▶ [Exercise prompt]: Match the word "should". Return each line of the data below where it appears.

(Stored data)
_____

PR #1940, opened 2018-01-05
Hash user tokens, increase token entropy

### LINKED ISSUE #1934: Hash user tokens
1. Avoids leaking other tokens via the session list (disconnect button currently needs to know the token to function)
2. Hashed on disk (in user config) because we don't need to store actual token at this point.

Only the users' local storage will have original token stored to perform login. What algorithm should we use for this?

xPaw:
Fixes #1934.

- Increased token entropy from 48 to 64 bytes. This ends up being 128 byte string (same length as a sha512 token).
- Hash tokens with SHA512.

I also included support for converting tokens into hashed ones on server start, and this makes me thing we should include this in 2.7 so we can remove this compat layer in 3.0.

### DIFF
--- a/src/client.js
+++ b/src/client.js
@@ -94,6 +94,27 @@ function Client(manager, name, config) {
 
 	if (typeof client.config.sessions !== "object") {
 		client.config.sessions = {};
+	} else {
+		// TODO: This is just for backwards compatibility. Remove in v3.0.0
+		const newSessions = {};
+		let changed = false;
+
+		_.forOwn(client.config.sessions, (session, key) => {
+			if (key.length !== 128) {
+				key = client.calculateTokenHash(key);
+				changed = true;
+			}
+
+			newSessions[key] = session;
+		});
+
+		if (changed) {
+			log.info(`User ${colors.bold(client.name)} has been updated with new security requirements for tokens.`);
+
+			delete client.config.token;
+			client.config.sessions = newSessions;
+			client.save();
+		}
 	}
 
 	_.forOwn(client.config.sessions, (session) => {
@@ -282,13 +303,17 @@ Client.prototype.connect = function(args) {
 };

_____

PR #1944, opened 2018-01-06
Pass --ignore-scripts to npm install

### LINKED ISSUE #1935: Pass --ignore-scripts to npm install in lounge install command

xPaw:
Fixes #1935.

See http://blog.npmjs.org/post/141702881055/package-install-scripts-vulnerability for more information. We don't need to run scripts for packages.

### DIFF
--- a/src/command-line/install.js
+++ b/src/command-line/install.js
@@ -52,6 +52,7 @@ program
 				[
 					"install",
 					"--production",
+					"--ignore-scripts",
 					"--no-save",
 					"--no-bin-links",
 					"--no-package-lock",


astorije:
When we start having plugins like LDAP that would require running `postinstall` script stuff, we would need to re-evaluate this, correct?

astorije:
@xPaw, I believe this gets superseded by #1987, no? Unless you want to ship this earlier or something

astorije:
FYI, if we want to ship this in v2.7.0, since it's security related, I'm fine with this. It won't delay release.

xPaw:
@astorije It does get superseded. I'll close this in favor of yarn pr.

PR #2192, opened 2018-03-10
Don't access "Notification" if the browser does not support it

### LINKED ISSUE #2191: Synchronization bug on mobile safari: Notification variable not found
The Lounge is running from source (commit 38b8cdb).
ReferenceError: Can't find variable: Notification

_____

▶ [Finished exercise]:
Only the users' local storage will have original token stored to perform login. What algorithm should we use for this?
I also included support for converting tokens into hashed ones on server start, and this makes me thing we should include this in 2.7 so we can remove this compat layer in 3.0.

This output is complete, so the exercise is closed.